一個冇注意,踩到碎石,扭了腳,我摔在地上。
我還愣著,一把傘忽然懸在頭頂。
“餘姑娘,你還好嗎?”
我抬頭,又是荀硯秋。
他趕緊蹲下,緊張道:“是不是傷到腳踝了?我揹你下山找郎中吧。”
那一刻,眼淚忽然就撲簌簌地掉下來了。
積累的情緒一同宣泄而出。
我哭了很久很久。
荀硯秋就這麼陪著我。
哭累了,我擦乾眼淚,發現他露在外麵的手已經凍得紅紫。
我趕緊搶過傘。
“荀先生,你這是要趕考寫字的手,怎麼能這麼不注意呢。

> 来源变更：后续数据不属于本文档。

PR #1223, opened 2026-05-14
Fix an issue where cancelled scripts would wait for the STDOUT/STDERR pipes to be closed.

### LINKED ISSUE #1225: Tentacle is unable to cancel scripts, which have children that inherit and do not close STDOUT/STDERR when the parent script completes.
### Team

- [x] I've assigned a team label to this issue

### What happened?

When:
1. Tentacle starts a child script which starts a grandchild that inherits the STDOUT/STDERR pipes.
2. The child process completes (the child does not wait for the grandchild), and the grandchild continues on.
3. Cancellation occurs, since the parent is already completed we don't find the grandchild and so never Kill it.
4. **Tentacle waits forever** for the STDOUT/STDERR pipes to be closed. This will only happen when the grandchild dies.

### Reproduction

Reproduced in tests in the fix.

### Error and Stacktrace

```shell

```

### More Information

_No response_

### Workaround

_No response_

LukeButters:
Fixes: EFT-3354
Fixes: https://github.com/OctopusDeploy/OctopusTentacle/issues/1225

# Background

Fixes an issue where cancellation would hang forever waiting for a grandchild process that is holding open STDOUT/STDERR, but will never be killed since its parent was already completed.

The problem occurs when:
1. Tentacle starts a child which starts a grandchild that inherits the STDOUT/STDERR pipes.
2. The child process completes (the child does not wait for the grandchild), and the grandchild continues on.
3. Cancellation occurs, since the parent is already completed we don't find the grandchild and so never Kill it.
4. Tentacle waits forever for the STDOUT/STDERR pipes to be closed. This will only happen when the grandchild dies.

The Fix is: When cancellation occurs after we attempt to kill, we close the pipes.

# Results

## Before

Tests added fail.

## After

Tests added pass.

# How to review this PR

Quality :heavy_check_mark:

# Pre-requisites

### DIFF
--- a/source/Octopus.Tentacle.Core/Util/CommandLine/SilentProcessRunner.cs
+++ b/source/Octopus.Tentacle.Core/Util/CommandLine/SilentProcessRunner.cs
@@ -221,6 +221,21 @@ namespace Octopus.Tentacle.Util
                     error($"Failed to kill the launched process: {killProcessException}");
                 }
             }
+            finally
+            {
+                try
+                {
+                    // When cancelling, close the file handles.
+                    // If the child finishes, but the grandchild holds stdout/stderr and never completes,
+                    // THEN we won't issue a kill to the grandchild but will wait for the grandchild to
+                    // close the handles.
+                    process.Close();
+                }
+                catch (Exception ex)
+                {
+                    error($"Failed to close process resources: {ex.Message}");
+                }
+            }
         }
 
         [DllImport("kernel32.dll", SetLastError = true)]
--- a/source/Octopus.Tentacle.Tests.Integration/Util/SilentProcessRunnerFixture.cs
+++ b/source/Octopus.Tentacle.Tests.Integration/Util/SilentProcessRunnerFixture.cs
@@ -1,11 +1,16 @@
 ﻿using System;
+using System.Diagnostics;
+using System.IO;
 using System.Text;
 using System.Threading;
+using System.Threading.Tasks;
 using FluentAssertions;
 using NUnit.Framework;
+using Octopus.Tentacle.CommonTestUtils;
 using Octopus.Tentacle.Tests.Integration.Support;
 using Octopus.Tentacle.Tests.Integration.Support.TestAttributes;
 using Octopus.Tentacle.Util;
+using PlatformDetection = Octopus.Tentacle.Util.PlatformDetection;
 
 namespace Octopus.Tentacle.Tests.Integration.Util
 {
@@ -49,11 +54,11 @@ namespace Octopus.Tentacle.Tests.Integration.Util
                     cts.Token);
 
                 exitCode.Should().Be(99, "our custom exit code should be reflected");
-                
+
                 // It seems the encoding can change during the lifetime of the OS so don't expect it wont change in tests.
                 debugMessages.ToString().Should().ContainEquivalentOf($"Starting {command} in working directory '' using '");
                 debugMessages.ToString().Should().ContainEquivalentOf($"' encoding running as '{TestEnvironmentHelper.CurrentUserName}'");
-                
+
                 errorMessages.ToString().Should().BeEmpty("no messages should be written to stderr");
                 infoMessages.ToString().Should().BeEmpty("no messages should be written to stdout");
             }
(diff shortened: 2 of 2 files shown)


source/Octopus.Tentacle.Core/Util/CommandLine/SilentProcessRunner.cs
```diff
@@ -128,17 +128,30 @@ void WriteData(Action<string> action, ManualResetEventSlim resetEvent, DataRecei
...
+                               if (Volatile.Read(ref asyncReadsStarted))
+                                   try { process.Close(); } catch (Exception ex) { error($"Failed to close process resources: {ex.Message}"); }
                            }))
                     {
                         if (cancel.IsCancellationRequested)
                             DoOurBestToCleanUp(process,  error);
 
                         process.BeginOutputReadLine();
                         process.BeginErrorReadLine();
+                        Volatile.Write(ref asyncReadsStarted, true);
```
LukeButters: The AI says:

```
● asyncReadsStarted is written by one thread (the thread running ExecuteCommand) and read by another (whoever fires cancel.Cancel(), which invokes the Register callback synchronously on the cancelling thread). It's a textbook cross-thread bool flag.

  Without any synchronisation:

  - JIT can hoist the read. The compiler could cache the captured local in a register and not re-fetch it. Less likely in a one-shot lambda, but not guaranteed.
  - CPU can reorder. On weak memory models (ARM — the project's RIDs include linux-arm64/linux-arm), a plain read might not observe a prior write from another core without a memory fence.

  Volatile.Write does a release fence after writing true; Volatile.Read does an acquire fence before reading. That pairs to give you the happens-before guarantee you need: if the writer set it before the cancel fired, the callback is guaranteed to see true.

  Why not other options:

  - volatile keyword — only allowed on fields, not locals. asyncReadsStarted is a captured local, so it's lifted into a compiler-generated closure class field that you can't decorate.
  - Interlocked — doesn't support bool. You'd have to widen to int, which is uglier for no real benefit here.
  - lock — overkill for a one-way flag.

  Honest caveat: in this specific case it's belt-and-braces. CancellationTokenSource.Cancel() internally uses interlocked operations that act as a full fence, so if Thread A's write happens before Cancel(), other threads observing the cancelled state will also see the write
  transitively. So a plain bool would probably work in practice. But Volatile.Read/Write makes the cross-thread intent explicit, is cheap, and is the correct portable answer that doesn't rely on knowing CTS internals — worth the two lines.
```

source/Octopus.Tentacle.Tests.Integration/Util/SilentProcessRunnerFixture.cs
```diff
@@ -118,6 +121,216 @@ public void CancellationToken_ShouldForceKillTheProcess()
...
+            //      handles, then immediately exits.
+            //   3. PowerShell waits for cmd to exit, looks up ping's PID via WMI
+            //      (filtered by ParentProcessId=cmd-PID), writes it for cleanup, exits.
+            //
+            // Result on the WaitForExit thread: PowerShell is dead, cmd is dead, ping
+            // is alive holding the write-ends of the pipes. Process.Kill(true) walks
+            // descendants by ParentProcessId and finds NOTHING (cmd's PID is gone, so
+            // ping no longer appears as a descendant). Without the fix that closes
+            // StandardOutput/StandardError after Kill, WaitForExit() hangs forever.
+            var psScript = @"
```
LukeButters, line 156: yep AI generated.
The important thing is that the test failed before hand, which the AI tells me it did :D

xwipeoutx:
Ensure you make a public issue on this one

source/Octopus.Tentacle.Core/Util/CommandLine/SilentProcessRunner.cs
```diff
@@ -128,17 +128,30 @@ void WriteData(Action<string> action, ManualResetEventSlim resetEvent, DataRecei
...
+                               DoOurBestToCleanUp(process, error);
+                               // Close our end of the redirected stdout/stderr pipes
+                               // so the parameterless Process.WaitForExit() — which
+                               // waits for the async readers to drain — can return
+                               // even when a grandchild process inherited the
+                               // write-ends and outlives Kill. Without this, the
+                               // active ReadAsync calls never see EOF and the call
+                               // hangs forever. Only valid once BeginOutputReadLine
+                               // has wired up the AsyncStreamReaders.
+                               if (Volatile.Read(ref asyncReadsStarted))
```
xwipeoutx: [formatting] Can you improve the formatting here? Jamming a whole try/catch onto a single line to avoid a brace is ... a decision.

source/Octopus.Tentacle.Core/Util/CommandLine/SilentProcessRunner.cs
```diff
@@ -128,17 +128,30 @@ void WriteData(Action<string> action, ManualResetEventSlim resetEvent, DataRecei
                     process.Start();
 
                     var running = true;
```
xwipeoutx, line 130: I ran this through Claude and I think `running` has similar problems... can `running` get hoisted and cause issues? 

Honestly I'm struggling to follow along here, and this is still in draft so don't want to spend much time on it.

source/Octopus.Tentacle.Core/Util/CommandLine/SilentProcessRunner.cs
```diff
@@ -128,17 +128,30 @@ void WriteData(Action<string> action, ManualResetEventSlim resetEvent, DataRecei
...
+                               // hangs forever. Only valid once BeginOutputReadLine
+                               // has wired up the AsyncStreamReaders.
+                               if (Volatile.Read(ref asyncReadsStarted))
+                                   try { process.Close(); } catch (Exception ex) { error($"Failed to close process resources: {ex.Message}"); }
                            }))
                     {
                         if (cancel.IsCancellationRequested)
                             DoOurBestToCleanUp(process,  error);
 
                         process.BeginOutputReadLine();
```
xwipeoutx, line 140: There's still race conditions here - we can cancel while we're beginning still.  Again dunno if this is a problem... I think this reduces the window, but I'm not convinced the volatile gets us much.

xwipeoutx (commented):
I feel like we're solving the wrong problem... the control flow itself is kinda borked, right? There's chances for stale bools all over it.

Like, should `DoOurBestToCleanUp` call `Close()` after killing it? It'll cause the `BeginOutputReadLine` to throw but... who cares? We're dead anyway?

I think I'd need to dive in further to actually understand it

xwipeoutx (commented):
So much simpler!

xwipeoutx (approved):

”
他冇有問我為何哭。
隻是體麵地隔著衣袖將手臂遞過來。
“你還能站起來嗎?”
我點頭,慢慢站起來。
其實扭傷並不嚴重。
我隻是,想哭了而已。
荀硯秋今天又向他那個好朋友周緒借了馬車。
我也得以沾光。
馬車裡,身子一點點回暖。
我問他:“你今天來普妙寺乾什麼?”
“本是想上京前來寺裡求一求菩薩,幸好遇到了餘姑娘,又能幫上你的忙了。”
他說話太輕太緩又得體。
覃縣很少有像他這麼體麵斯文又善良的讀書人了。
我把剩下那個平安符遞給他。
“我替你求了。”
他詫異又驚喜地接過。
“冇想到餘姑娘還想著我的事,多謝了。”
本是等待魏敏的過程中為他順便求的。
現在我卻慶倖幸好求了。
後來一路無言,到了家門口。
爹孃早早等著了。
“走,快進去暖一暖身子。”
我娘又叫住荀硯秋。
“荀先生,你今年又是一個人嗎?來我們家吃飯吧,一起過年,多個人也熱鬨。”
荀硯秋生性喜靜。
我讓我娘不要讓他為難,他卻很快道:“好啊。”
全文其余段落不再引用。